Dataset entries
◇ ◇ ◇ ◇ ◇

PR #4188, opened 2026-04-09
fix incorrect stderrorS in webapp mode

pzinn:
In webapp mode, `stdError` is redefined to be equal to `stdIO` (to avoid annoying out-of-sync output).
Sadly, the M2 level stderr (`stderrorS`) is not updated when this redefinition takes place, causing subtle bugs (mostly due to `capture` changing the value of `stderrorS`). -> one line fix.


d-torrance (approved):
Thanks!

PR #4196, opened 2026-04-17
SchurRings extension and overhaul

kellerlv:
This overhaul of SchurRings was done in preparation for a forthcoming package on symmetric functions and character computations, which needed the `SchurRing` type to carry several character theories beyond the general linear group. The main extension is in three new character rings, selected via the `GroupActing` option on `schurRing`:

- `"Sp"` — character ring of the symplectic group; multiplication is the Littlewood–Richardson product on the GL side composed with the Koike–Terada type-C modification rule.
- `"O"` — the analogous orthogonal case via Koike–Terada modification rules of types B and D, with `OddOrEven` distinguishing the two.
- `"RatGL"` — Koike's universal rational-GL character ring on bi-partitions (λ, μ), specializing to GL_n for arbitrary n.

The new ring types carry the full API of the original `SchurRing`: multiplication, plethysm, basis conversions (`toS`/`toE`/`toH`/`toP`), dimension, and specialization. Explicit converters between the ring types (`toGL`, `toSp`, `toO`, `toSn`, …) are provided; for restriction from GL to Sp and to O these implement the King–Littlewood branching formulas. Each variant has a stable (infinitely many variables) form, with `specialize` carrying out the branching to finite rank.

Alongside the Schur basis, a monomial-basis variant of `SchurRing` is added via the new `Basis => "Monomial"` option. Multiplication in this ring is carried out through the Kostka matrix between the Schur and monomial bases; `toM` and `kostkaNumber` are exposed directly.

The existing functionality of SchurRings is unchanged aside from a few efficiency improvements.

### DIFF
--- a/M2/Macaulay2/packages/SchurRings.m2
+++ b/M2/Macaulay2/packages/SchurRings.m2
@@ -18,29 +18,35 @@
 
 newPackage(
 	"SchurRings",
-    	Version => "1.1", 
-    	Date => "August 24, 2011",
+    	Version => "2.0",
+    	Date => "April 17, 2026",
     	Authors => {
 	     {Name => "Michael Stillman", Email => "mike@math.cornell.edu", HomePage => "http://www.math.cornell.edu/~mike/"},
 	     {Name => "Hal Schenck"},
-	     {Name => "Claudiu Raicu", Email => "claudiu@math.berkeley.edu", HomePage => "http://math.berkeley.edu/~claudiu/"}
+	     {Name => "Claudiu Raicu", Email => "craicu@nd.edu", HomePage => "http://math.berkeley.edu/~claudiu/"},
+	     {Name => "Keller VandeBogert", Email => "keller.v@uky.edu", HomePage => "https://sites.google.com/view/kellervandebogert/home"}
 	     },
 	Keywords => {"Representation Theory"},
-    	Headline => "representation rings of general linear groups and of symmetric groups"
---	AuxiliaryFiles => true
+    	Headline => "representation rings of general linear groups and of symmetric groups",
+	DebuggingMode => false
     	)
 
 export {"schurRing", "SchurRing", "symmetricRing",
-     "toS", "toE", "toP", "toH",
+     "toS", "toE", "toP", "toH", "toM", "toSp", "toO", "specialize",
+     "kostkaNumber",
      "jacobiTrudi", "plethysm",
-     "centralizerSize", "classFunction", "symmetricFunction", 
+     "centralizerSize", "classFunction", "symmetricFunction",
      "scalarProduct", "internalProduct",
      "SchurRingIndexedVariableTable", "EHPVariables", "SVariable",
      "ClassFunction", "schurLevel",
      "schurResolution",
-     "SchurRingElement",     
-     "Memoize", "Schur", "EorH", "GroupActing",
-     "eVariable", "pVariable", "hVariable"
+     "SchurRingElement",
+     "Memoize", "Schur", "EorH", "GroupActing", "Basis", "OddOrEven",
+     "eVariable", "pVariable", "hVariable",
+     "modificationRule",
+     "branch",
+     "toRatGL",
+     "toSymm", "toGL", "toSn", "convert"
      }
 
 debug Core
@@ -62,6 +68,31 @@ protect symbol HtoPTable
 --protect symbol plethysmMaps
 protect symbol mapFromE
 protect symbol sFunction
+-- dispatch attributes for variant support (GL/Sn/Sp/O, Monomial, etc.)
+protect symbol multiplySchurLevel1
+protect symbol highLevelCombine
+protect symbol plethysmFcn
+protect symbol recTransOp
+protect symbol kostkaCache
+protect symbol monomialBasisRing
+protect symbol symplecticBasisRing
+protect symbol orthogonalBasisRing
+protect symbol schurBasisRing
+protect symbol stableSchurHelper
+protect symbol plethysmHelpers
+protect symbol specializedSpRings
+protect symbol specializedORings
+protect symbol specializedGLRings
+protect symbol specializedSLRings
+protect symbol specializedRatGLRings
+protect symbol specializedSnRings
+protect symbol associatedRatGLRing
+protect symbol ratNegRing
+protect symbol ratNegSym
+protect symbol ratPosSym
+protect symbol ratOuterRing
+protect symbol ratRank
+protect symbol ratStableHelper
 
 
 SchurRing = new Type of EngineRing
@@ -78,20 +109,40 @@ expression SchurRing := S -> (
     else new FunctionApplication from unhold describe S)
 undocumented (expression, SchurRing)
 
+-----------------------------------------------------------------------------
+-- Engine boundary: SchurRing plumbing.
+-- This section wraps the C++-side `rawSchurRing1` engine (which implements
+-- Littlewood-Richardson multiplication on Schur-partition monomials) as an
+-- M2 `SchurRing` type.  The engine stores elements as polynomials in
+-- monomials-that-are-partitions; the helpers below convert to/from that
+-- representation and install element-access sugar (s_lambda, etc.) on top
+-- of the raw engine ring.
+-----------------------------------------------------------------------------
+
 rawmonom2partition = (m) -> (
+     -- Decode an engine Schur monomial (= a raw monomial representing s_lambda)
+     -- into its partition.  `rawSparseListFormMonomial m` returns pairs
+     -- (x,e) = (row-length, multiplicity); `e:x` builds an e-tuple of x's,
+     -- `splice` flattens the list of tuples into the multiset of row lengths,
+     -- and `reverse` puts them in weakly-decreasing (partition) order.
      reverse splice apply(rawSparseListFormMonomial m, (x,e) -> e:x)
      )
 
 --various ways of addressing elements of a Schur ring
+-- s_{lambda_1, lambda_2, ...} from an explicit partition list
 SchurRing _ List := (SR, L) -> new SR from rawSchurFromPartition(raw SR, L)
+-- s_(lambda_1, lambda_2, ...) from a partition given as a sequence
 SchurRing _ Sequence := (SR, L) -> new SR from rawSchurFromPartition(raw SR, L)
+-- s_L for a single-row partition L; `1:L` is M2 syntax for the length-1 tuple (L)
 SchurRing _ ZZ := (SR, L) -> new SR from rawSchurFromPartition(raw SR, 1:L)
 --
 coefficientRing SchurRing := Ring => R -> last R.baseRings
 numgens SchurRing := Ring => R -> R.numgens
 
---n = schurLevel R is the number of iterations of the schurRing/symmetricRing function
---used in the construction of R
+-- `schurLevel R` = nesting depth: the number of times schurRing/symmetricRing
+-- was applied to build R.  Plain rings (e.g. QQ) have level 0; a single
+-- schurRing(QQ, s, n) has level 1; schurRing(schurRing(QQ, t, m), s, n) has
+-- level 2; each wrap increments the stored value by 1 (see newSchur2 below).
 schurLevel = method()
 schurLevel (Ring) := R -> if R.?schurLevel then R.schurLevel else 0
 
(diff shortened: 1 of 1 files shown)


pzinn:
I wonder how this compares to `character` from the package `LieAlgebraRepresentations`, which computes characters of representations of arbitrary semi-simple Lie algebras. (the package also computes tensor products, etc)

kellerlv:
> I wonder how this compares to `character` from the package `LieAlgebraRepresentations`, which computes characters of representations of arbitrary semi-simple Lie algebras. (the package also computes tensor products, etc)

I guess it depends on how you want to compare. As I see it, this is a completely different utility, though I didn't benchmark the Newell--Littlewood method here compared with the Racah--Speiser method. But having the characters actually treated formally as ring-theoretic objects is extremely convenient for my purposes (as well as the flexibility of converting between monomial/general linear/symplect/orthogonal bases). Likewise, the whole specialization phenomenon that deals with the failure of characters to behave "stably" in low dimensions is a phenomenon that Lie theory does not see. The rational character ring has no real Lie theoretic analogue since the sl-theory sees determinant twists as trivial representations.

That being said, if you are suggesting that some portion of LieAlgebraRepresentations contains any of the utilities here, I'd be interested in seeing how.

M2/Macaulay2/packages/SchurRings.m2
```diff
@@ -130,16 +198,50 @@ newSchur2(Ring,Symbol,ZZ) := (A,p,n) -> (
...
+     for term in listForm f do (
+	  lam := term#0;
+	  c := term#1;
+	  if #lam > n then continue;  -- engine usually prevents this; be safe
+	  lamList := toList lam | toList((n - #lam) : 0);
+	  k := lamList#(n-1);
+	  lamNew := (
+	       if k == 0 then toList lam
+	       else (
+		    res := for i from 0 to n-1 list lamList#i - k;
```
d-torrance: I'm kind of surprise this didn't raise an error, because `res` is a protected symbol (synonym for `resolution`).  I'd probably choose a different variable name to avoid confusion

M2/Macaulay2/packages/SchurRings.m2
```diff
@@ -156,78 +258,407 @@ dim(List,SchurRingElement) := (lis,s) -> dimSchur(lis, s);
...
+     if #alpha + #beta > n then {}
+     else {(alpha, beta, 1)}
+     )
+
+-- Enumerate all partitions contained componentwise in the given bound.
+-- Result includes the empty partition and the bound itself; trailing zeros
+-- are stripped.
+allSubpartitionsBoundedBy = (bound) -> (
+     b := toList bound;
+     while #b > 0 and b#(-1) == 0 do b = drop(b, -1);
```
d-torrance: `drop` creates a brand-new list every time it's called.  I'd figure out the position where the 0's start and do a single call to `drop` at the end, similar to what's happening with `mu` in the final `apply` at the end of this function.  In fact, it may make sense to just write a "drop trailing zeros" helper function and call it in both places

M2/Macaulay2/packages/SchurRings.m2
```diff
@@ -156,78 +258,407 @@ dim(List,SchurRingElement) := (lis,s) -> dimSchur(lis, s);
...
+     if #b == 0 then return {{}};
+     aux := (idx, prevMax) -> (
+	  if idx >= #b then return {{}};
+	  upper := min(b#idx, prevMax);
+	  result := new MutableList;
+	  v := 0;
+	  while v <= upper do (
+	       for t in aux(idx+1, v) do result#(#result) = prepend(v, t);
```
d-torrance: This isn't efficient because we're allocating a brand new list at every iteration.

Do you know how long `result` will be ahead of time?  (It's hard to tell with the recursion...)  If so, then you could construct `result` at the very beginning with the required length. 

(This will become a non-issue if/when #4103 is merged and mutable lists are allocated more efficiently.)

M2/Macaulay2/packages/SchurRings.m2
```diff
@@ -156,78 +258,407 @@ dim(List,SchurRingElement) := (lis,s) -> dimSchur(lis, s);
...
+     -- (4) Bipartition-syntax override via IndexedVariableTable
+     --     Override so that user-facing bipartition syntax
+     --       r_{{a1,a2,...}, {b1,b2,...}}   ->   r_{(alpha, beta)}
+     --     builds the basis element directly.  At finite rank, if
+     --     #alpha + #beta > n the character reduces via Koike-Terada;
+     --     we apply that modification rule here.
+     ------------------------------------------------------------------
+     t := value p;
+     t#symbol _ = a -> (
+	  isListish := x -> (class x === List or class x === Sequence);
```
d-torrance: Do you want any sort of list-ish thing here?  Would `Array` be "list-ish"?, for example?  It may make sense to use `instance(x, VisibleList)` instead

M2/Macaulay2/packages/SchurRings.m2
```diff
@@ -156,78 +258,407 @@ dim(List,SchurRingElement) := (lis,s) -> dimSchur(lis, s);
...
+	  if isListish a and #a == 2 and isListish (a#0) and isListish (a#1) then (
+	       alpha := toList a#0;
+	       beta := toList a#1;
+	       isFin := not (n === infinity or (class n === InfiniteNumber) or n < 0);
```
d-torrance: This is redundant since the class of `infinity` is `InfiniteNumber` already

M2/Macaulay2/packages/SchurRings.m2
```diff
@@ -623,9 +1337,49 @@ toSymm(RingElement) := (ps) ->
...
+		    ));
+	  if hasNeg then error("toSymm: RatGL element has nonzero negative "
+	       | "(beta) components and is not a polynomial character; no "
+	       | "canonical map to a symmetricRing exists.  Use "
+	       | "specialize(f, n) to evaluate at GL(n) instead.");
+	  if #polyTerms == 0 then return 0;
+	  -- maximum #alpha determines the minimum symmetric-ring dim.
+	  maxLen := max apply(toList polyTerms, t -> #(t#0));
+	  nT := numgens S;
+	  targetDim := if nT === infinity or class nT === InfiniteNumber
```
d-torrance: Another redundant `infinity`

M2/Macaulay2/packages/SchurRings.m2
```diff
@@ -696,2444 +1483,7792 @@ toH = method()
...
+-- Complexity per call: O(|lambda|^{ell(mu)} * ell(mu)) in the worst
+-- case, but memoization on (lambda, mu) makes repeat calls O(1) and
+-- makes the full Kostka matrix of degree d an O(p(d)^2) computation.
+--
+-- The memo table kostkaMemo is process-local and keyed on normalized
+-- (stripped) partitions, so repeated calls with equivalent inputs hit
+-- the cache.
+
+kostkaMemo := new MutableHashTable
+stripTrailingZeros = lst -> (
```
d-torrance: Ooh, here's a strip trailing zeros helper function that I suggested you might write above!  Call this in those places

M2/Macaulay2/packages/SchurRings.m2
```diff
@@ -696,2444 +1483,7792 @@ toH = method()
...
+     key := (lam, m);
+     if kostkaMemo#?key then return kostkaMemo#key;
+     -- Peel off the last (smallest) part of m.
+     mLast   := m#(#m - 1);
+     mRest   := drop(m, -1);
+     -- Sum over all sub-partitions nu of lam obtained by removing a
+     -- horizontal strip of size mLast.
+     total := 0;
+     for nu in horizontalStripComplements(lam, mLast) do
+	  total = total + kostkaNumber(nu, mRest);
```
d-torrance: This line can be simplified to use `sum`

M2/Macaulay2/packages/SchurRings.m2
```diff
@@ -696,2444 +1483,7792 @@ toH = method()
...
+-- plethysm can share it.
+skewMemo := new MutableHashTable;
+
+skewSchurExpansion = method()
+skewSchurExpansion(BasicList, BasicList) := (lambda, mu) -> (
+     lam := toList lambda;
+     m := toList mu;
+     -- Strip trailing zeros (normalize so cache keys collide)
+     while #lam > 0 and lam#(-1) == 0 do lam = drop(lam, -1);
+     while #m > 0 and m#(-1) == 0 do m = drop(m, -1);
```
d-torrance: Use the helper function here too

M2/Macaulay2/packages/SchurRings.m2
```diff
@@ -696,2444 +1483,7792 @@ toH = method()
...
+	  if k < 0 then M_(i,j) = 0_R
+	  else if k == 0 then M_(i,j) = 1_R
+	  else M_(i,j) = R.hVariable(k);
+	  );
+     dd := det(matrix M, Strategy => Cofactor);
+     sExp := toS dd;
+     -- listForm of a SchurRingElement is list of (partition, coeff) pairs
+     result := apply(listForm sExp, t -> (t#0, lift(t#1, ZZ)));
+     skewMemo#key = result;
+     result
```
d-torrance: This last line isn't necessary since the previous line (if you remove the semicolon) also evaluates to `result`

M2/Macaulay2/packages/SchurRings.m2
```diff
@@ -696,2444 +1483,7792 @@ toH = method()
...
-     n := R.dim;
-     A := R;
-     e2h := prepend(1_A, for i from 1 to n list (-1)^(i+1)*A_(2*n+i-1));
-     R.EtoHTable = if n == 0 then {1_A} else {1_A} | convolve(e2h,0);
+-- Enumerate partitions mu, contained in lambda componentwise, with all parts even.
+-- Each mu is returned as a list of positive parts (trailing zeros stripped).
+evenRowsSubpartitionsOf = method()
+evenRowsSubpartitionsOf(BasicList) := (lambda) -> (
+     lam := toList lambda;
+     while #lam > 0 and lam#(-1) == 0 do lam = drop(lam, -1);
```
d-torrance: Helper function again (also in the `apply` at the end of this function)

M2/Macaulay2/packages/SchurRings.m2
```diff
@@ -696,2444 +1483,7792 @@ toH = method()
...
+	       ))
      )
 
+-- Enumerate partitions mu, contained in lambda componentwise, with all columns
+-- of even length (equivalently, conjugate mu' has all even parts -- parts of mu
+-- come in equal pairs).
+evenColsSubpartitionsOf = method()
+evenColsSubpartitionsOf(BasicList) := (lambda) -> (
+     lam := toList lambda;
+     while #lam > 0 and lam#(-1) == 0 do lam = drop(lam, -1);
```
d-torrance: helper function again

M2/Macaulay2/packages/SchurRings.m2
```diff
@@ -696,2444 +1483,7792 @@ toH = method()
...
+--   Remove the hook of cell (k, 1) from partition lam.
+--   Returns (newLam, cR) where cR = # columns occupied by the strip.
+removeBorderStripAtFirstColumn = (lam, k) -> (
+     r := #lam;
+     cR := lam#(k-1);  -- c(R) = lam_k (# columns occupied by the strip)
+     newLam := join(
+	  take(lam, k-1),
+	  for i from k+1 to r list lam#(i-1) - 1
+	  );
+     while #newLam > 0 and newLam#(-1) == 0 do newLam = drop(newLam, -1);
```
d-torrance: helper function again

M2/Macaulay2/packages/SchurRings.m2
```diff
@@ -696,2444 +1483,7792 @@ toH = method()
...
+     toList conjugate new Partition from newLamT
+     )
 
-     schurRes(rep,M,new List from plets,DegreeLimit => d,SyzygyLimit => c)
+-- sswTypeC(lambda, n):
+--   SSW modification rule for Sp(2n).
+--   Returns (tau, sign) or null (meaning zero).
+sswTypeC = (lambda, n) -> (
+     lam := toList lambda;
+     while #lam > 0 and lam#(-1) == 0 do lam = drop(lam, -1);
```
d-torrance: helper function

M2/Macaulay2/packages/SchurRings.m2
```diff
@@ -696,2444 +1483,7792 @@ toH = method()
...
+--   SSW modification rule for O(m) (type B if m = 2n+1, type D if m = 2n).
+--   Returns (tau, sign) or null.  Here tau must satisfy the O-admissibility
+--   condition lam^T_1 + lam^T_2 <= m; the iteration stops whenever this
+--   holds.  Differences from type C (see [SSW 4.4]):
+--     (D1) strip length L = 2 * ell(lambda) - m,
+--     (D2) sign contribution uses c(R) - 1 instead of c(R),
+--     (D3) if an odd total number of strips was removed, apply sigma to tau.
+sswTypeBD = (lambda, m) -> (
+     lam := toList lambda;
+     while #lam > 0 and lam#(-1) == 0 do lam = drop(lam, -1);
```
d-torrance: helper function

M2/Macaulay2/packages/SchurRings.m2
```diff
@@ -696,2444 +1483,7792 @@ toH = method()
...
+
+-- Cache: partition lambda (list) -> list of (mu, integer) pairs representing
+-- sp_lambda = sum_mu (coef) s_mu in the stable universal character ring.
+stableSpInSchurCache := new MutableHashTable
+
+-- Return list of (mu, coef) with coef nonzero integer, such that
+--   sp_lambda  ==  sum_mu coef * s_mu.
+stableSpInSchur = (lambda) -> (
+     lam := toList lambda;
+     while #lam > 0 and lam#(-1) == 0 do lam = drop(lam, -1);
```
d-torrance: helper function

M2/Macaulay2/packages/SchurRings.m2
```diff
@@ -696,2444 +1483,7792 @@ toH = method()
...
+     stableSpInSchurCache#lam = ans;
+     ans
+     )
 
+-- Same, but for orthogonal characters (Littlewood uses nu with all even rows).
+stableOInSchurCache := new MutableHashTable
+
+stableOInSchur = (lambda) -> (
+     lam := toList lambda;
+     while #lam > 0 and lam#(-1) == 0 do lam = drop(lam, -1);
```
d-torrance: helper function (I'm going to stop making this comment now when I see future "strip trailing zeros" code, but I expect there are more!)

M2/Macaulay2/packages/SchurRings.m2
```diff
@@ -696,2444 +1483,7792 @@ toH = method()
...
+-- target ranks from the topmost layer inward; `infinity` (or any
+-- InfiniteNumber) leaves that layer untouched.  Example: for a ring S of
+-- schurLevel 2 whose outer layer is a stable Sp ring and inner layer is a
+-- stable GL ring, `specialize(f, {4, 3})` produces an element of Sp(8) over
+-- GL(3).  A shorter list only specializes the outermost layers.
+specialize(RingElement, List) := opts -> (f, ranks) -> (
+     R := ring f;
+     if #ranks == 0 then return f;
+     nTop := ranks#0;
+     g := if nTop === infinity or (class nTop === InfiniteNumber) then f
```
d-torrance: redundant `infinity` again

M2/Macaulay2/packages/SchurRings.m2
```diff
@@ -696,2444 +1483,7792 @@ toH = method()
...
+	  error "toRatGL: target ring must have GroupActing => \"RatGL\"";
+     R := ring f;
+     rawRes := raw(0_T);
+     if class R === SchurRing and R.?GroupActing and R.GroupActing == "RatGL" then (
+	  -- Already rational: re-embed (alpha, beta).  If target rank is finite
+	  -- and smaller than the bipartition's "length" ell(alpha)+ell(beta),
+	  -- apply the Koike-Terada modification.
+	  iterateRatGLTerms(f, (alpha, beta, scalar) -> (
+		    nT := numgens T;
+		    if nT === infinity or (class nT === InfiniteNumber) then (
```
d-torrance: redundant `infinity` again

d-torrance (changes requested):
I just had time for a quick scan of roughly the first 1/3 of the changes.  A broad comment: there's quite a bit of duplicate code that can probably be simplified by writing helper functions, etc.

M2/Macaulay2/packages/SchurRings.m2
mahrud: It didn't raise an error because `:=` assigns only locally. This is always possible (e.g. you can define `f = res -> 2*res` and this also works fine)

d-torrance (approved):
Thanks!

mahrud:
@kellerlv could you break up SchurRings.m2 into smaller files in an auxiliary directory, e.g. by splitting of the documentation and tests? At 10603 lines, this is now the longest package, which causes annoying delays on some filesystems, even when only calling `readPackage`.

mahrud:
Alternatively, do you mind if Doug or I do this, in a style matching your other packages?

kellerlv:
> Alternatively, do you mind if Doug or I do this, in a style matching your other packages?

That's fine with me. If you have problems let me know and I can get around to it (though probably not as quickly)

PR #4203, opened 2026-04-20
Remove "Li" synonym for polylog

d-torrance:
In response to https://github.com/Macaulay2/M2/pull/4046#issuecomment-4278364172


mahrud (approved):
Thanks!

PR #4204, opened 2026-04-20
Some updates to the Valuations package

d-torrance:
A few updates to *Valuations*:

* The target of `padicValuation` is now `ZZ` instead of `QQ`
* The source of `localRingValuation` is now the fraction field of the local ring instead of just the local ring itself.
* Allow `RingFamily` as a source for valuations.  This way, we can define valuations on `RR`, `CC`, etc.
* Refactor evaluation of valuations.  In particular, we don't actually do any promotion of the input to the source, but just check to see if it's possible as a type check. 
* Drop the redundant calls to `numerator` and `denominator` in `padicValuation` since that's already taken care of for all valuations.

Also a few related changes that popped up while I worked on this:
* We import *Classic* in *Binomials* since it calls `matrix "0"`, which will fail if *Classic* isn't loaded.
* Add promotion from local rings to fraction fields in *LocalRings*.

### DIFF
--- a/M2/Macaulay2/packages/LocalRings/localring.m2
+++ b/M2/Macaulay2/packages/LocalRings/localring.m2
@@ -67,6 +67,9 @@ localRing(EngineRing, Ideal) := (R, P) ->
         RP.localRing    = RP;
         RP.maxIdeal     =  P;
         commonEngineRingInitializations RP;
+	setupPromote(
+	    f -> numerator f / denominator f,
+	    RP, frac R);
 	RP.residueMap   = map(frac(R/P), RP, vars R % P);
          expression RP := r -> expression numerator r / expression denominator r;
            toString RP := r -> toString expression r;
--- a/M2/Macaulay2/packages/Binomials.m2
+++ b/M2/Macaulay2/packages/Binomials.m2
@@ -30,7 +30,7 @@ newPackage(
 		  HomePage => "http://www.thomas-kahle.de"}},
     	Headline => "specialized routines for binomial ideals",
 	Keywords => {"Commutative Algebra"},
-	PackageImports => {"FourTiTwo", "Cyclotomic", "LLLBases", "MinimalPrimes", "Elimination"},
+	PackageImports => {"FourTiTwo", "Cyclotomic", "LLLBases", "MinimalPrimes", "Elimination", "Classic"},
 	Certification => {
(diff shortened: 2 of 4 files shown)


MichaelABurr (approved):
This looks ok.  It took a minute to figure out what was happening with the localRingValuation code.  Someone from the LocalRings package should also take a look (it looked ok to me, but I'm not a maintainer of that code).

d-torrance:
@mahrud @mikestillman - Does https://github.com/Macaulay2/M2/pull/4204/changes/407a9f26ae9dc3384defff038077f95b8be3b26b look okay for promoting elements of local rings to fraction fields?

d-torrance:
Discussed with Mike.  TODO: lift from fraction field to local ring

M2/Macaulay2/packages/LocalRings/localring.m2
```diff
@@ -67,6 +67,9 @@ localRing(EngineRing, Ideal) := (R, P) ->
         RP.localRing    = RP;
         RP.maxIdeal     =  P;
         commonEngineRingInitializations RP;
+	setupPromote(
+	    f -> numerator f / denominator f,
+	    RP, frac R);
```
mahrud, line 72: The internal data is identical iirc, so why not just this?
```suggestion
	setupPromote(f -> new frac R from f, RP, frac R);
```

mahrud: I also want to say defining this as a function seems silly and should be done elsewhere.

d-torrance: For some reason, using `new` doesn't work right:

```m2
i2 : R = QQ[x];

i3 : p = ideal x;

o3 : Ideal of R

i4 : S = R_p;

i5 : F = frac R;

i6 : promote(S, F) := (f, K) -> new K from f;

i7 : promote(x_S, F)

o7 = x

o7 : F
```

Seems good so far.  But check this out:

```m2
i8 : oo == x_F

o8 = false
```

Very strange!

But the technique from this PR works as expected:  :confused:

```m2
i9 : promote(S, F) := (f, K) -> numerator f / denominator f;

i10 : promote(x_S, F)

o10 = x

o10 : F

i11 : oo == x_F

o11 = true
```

◇ ◇ ◇ ◇ ◇

(PROBLEM TO WORK ON): Report how many lines of the preceding records include "look". Output the number only.

(RESPONSE AREA): 2